Tags left in place in a powerplant after it was shut down, decommissioned, and abandoned. For some reason I’m a particularly cautious software engineer. It has its downsides, but one concrete benefit is that when I slip (everyone does), those slips are less likely to cause an incident. Over time I’ve seen slips contribute to many serious incidents, and have come to properly value the role of straightforward safety mechanisms in tools. The most obvious and commonly used mechanism is --dry-run, but there are many more safety mechanisms you can introduce into a semi-automated system. I’ve made a small Python gist called safetykit to collect these mechanisms. It is a set of runnable demonstrations that advance a simple idea: production scripts should have seatbelts. The gist exists to make common safety techniques concrete. Instead of saying “be careful with destructive scripts”, it shows a few ways a script can slow down, explain itself, ask for help, recover from interruption, and leave evidence behind. dryrun Separates planning from execution by printing what would happen first, then shows the wet run committing the same delete.

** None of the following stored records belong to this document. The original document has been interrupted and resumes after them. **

PR #1487, opened 2017-04-27
Fixed TypeScript compile error

simplegsb:
When attempting to compile a simple TypeScript project that uses aws-sdk, I was getting the following error:

node_modules/aws-sdk/lib/config.d.ts(39,37): error TS2693: 'Promise' only refers to a type, but is being used as a value here.

This change has resolved the error but I'm not 100% confident it is correct.

...also I hope master is the correct branch to be submitting the request for...

### DIFF
--- a/lib/config.d.ts
+++ b/lib/config.d.ts
@@ -36,7 +36,7 @@ export class ConfigBase extends ConfigurationOptions{
     /**
      * Gets the promise dependency the SDK will use wherever Promises are returned.
      */
-    getPromisesDependency(): typeof Promise | void;
+    getPromisesDependency(): Promise<any> | void;
     /**
      * Sets the promise dependency the SDK will use wherever Promises are returned.
      * @param {function} dep - a reference to a Promise constructor


jeskew:
Master would be the correct branch, but the `getPromisesDependency` function should return a promise constructor and not an instance of a promise. Can you share some information about the environment and context in which you're seeing this issue? (E.g., the OS, node version, your tsconfig.json file, etc.)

confirm Requires a typed confirmation before deleting a selected file, using a stronger guard than a reflexive y/n prompt. One cautionary reference is Leveson and Turner’s Therac-25 accident investigation, where repeated proceed prompts helped train operators into dangerous reflexes.

pause Inserts a deliberate delay before a scary action so the human operator has time to interrupt.

abort Writes through a temporary file and atomic replace so cancellation does not leave a corrupt partial output.

undo Moves a file into quarantine first, waits briefly for a cancel key, and only commits the delete if the user does not undo it.

feedback Feedback is central to safety. When humans or machines act in the world, they need feedback to tell whether their actions are safe and whether their internal model of the world corresponds to reality. This demo ramps CPU pressure on one logical core while printing color-coded progress, then stops cleanly when the user notices the overload and interrupts.

audit Emits a JSON Lines audit trail with hash chaining so a run has a durable record of what happened.

two_person Requires a second independently run script, with a shared secret, before the initiating script proceeds. It’s a translation of the two-person rule used in nuclear weapons management. This software version has serious design flaws, but it was a fun exercise to sketch out.

None of these techniques is exotic. That is the point. Most scripts can be made much safer with small, boring additions.

Thanks for reading. Follow me on Github or Twitter.

More to read Failure numbers every programmer should know (May 14, 2026)

Me and Brendan Gregg vs. the 1 billion row challenge: a worklog (Part 1) (Feb 16, 2025)

Why does an NVIDIA H100 80GB card offer 85.52 GB? (Feb 2, 2025)

Beyond ‘latency numbers every programmer should know’ (Jan 18, 2025)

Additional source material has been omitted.